As the rain intensified, the crowds began to dissipate, most of the speeches having been delivered. At the same time (from 16:30 onwards), a protest took place outside the Topshop (owned by the billionaire Sir Philip Green, whose tax affairs have been subject to criticism in the media) on The Strand, near Charing Cross station. It was organised by the United Voices of the World union, and concerned the sacking of two union-activists and cleaners, Susana and Carolina. The United Voices of the World union is a members-led union consisting of, predominantly, workers of Latin American descent who work low-paid and outsourced jobs. Susana and Carolina have been active participants in the campaign for a real living-wage (of £9.40 per hour), as opposed to the Government’s pseudo-living-wage (of £7.20 per hour), for the cleaners of Topshop; the importance of their struggle, in an age of precarious work where higher sales and higher profits do not entail higher wages, as well as a relatively-weak workers’ movement, cannot be underestimated – the success of failure of their struggle will be of consequence to every shop-floor employee and every precarious worker in Britain. This group of demonstrators, which included the IWW-affiliated London Wobblies, then proceeded to march to Trafalgar Square.

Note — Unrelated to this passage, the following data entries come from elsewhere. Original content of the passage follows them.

PR #2222, opened 2025-06-17
WC2-736: another duplicate issue

beygorghor:
The error occurred because the similarity score calculation could produce values outside the valid smallint range (-32768 to 32767). 
Related JIRA tickets :  WC2-736

- [ ] Are there enough tests?

## Doc

## Changes

The fix ensures the score stays within the expected 0-100 range by:

1. Using `COALESCE` to handle NULL values in field comparisons
2. Using `NULLIF` to prevent division by zero
3. Clamping the final score between 0 and 100 using `GREATEST` and `LEAST`

This maintains the existing smallint database schema while ensuring valid score values for the deduplication algorithm.

## How to test

Explain how to test your PR.

## Print screen / video

https://github.com/user-attachments/assets/f113f262-a87e-4f11-ae77-4c7ce9bf5799

## Notes

```
fix: empty instance pop up

Refs: IA-3665
```

### DIFF
--- a/iaso/api/deduplication/algos/levenshtein.py
+++ b/iaso/api/deduplication/algos/levenshtein.py
@@ -29,9 +29,12 @@ def _build_query(params):
             # if field is a number we need to get as a result the difference between the two numbers
             # the final value should be 1 - (abs(number1 - number2) / max(number1, number2))
             fc_arr.append(
-                "(1.0 - ( abs ( (instance1.json->>%s)::double precision - (instance2.json->>%s)::double precision ) / greatest( (instance1.json->>%s)::double precision, (instance2.json->>%s)::double precision )))"
+                "(1.0 - (CASE "
+                "WHEN (instance1.json->>%s) IS NOT NULL AND (instance1.json->>%s) != '' AND (instance2.json->>%s) IS NOT NULL AND (instance2.json->>%s) != '' "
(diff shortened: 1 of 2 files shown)


iaso/api/deduplication/algos/levenshtein.py
```diff
@@ -29,9 +29,12 @@ def _build_query(params):
             # if field is a number we need to get as a result the difference between the two numbers
             # the final value should be 1 - (abs(number1 - number2) / max(number1, number2))
             fc_arr.append(
-                "(1.0 - ( abs ( (instance1.json->>%s)::double precision - (instance2.json->>%s)::double precision ) / greatest( (instance1.json->>%s)::double precision, (instance2.json->>%s)::double precision )))"
+                "(1.0 - (CASE "
+                "WHEN (instance1.json->>%s) IS NOT NULL AND (instance1.json->>%s) != '' AND (instance2.json->>%s) IS NOT NULL AND (instance2.json->>%s) != '' "
+                "THEN abs( (instance1.json->>%s)::double precision - (instance2.json->>%s)::double precision ) / greatest( (instance1.json->>%s)::double precision, (instance2.json->>%s)::double precision ) "
+                "ELSE NULL END))"
```
tdethier, line 35: It's getting harder and harder to read, on top of not being f-strings :face_with_spiral_eyes:

tdethier (approved):
Still not a fan of casting everything in SQL instead of using f-strings/parsing all elements beforehand to reduce the possibilities, but let's test this with real data!

PR #2223, opened 2025-06-18
IA-4162 Allow to edit the geometric shape of an org unit

kemar:
Allow to edit the geometric shape of an org unit.

Related JIRA tickets : IA-4162

---

This PR cancels and replaces #2218.

To restore shape edition as quickly as possible, we decided to rely on the existing API instead of adding a new endpoint.

### DIFF
--- a/iaso/api/org_units.py
+++ b/iaso/api/org_units.py
@@ -821,14 +821,14 @@ class OrgUnitViewSet(viewsets.ViewSet):
             self.get_queryset().prefetch_related("reference_instances"),
             pk=pk,
         )
-        # Get instances count for the Org unit and its descendants
-        instances_count = org_unit.descendants().aggregate(Count("instance"))["instance__count"]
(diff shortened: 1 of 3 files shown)


iaso/api/org_units.py
```diff
@@ -527,11 +528,18 @@ def partial_update(self, request, pk=None):
         elif "simplified_geom" in request.data:
             org_unit.simplified_geom = request.data["simplified_geom"]
 
-        if "geo_json" in request.data and request.data["geo_json"]:
-            logger.warning(
-                "The `geo_json` field is deprecated. Use the `geom` field to modify the geometry.",
-                extra={"request_data": request.data},
-            )
```
quang-le, line 534: So that's why nothing worked 😅

quang-le (approved):
Problem solved

https://github.com/user-attachments/assets/28d52a4a-c690-4dec-b07a-e53af7ac1f97

PR #2224, opened 2025-06-18
[IA-4295] Fix enketo manifest with auth feature flag

tdethier:
Let enketo download a form manifest even when the auth feature flag is enabled.

Related JIRA tickets : IA-4295

- [x] Are there enough tests?

## Doc

/

## Changes

- Split manifest endpoints into 2:
   - one for mobile (already existing) -> revert changes from previous PR back to its original state
   - one for enketo (new one)

## How to test

- Choose a form that has attachments
- Make sure it's linked to a project that has the auth feature flag enabled
- Start enketo
- Make a new submission for your form using enketo - there's shouldn't be any error

## Print screen / video

image

## Notes

The endpoint was split because we need to use a different queryset from the one used in the mobile endpoint (no filtering for forms/projects for anonymous user; direct filtering on `app_id`). 

```
fix: empty instance pop up

Refs: IA-3665
```

### DIFF
--- a/iaso/api/forms.py
+++ b/iaso/api/forms.py
@@ -24,7 +24,7 @@ from ..permissions import IsAuthenticatedOrReadOnlyWhenNoAuthenticationRequired,
 from .common import CONTENT_TYPE_CSV, CONTENT_TYPE_XLSX, DynamicFieldsModelSerializer, ModelViewSet, TimestampField
 from .enketo import public_url_for_enketo
 from .projects import ProjectSerializer
-from .query_params import APP_ID
+from .serializers import AppIdSerializer
 
 
 class HasFormPermission(IsAuthenticatedOrReadOnlyWhenNoAuthenticationRequired):
@@ -442,7 +442,7 @@ class FormsViewSet(ModelViewSet):
         """
         enketo_secret = enketo_settings("ENKETO_SIGNING_SECRET")
         if verify_signed_url(request, enketo_secret):
-            app_id = request.query_params.get(APP_ID, None)
+            app_id = AppIdSerializer(data=request.query_params).get_app_id(raise_exception=True)
             queryset = Form.objects.filter(
                 projects__app_id=app_id
             )  # Not using the default queryset because there's no auth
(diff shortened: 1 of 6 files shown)


iaso/api/forms.py
```diff
@@ -431,44 +423,81 @@ def destroy(self, request, *args, **kwargs):
...
+    @action(detail=True, methods=["get"], permission_classes=[ReadOnly])
+    def manifest_enketo(self, request, pk, *args, **kwargs):
+        """Returns a xml manifest file in the openrosa format for the Form
+
+        This is used by enketo to fetch the list of files attached to the Form
+        see https://docs.getodk.org/openrosa-form-list/#the-manifest-document
+        """
+        enketo_secret = enketo_settings("ENKETO_SIGNING_SECRET")
+        if verify_signed_url(request, enketo_secret):
+            app_id = request.query_params.get(APP_ID, None)
```
kemar: Should we really allow `app_id=None` here?

If the response is no, I'd go for something like that:

```python
app_id = AppIdSerializer(data=request.query_params).get_app_id(raise_exception=True)
```

iaso/api/forms.py
```diff
@@ -431,44 +423,81 @@ def destroy(self, request, *args, **kwargs):
...
+def generate_manifest_media_file(attachment: FormAttachment, url: str) -> str:
+    return f"""<mediaFile>
+        <filename>{escape(attachment.name)}</filename>
+        <hash>md5:{attachment.md5}</hash>
+        <downloadUrl>{escape(url)}</downloadUrl>
+    </mediaFile>"""
+
+
+def generate_manifest_structure(content: list[str]) -> str:
+    nl = "\n"  # Backslashes are not allowed in f-string ¯\_(ツ)_/¯
```
kemar, line 492: TIL

kemar (commented):
Almost good to me.

I just have one question about handling the case where `app_id=None`.

iaso/api/forms.py
tdethier: Yeah this comment was already there, I just refactored this block of code :man_shrugging:

iaso/api/forms.py
tdethier: We shouldn't, but if we get `None` the queryset will be empty on line 446 and a `404` will be raised on line 449

However, I'm still going to use this serializer, it sounds like a good idea

kemar (approved):

PR #2226, opened 2025-06-19
HOTFIX IA-4162 Allow to edit the geometric shape of an org unit

kemar:
Hotfix for #2223


kemar:
Deployed as a hotfix on the demo environment https://github.com/BLSQ/iaso/actions/runs/15753836773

For seasoned activists, the day was relatively unexceptional – the size of the demonstration was decent, but not as large as previous PA demonstrations and the events of the day were as expected. The danger for the People’s Assembly is that their demonstrations turn into routines or rituals of the British left, lacking concrete results and failing to combat austerity (now in its sixth year). An example of a concrete target might be to improve turnout: the failure to increase turnouts on successive demonstrations is something that the PA could easily address through greater workplace and community organisation. On a positive note, perhaps the greatest value in People’s Assembly demonstrations, however, lies in the opportunities they provide to build new relationships and connect with a wider variety of people, from various campaigns and groups, and from across the country; to discuss, coordinate and relate with people whose existence we would otherwise be unaware of.